■ Entries supplied:

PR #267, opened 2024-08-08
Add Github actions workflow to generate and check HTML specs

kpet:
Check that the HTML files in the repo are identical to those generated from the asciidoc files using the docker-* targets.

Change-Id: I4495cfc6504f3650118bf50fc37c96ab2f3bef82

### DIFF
==
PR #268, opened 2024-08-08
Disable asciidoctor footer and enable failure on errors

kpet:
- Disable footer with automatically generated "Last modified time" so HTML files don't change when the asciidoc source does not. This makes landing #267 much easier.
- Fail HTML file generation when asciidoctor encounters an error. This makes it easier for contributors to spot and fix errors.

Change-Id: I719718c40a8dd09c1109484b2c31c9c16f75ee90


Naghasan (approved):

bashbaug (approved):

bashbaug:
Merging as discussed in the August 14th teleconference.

■ What you have to do: Find the lines above that hold "errors", then copy each of them.

■ Expected answer:
Disable asciidoctor footer and enable failure on errors
- Fail HTML file generation when asciidoctor encounters an error. This makes it easier for contributors to spot and fix errors.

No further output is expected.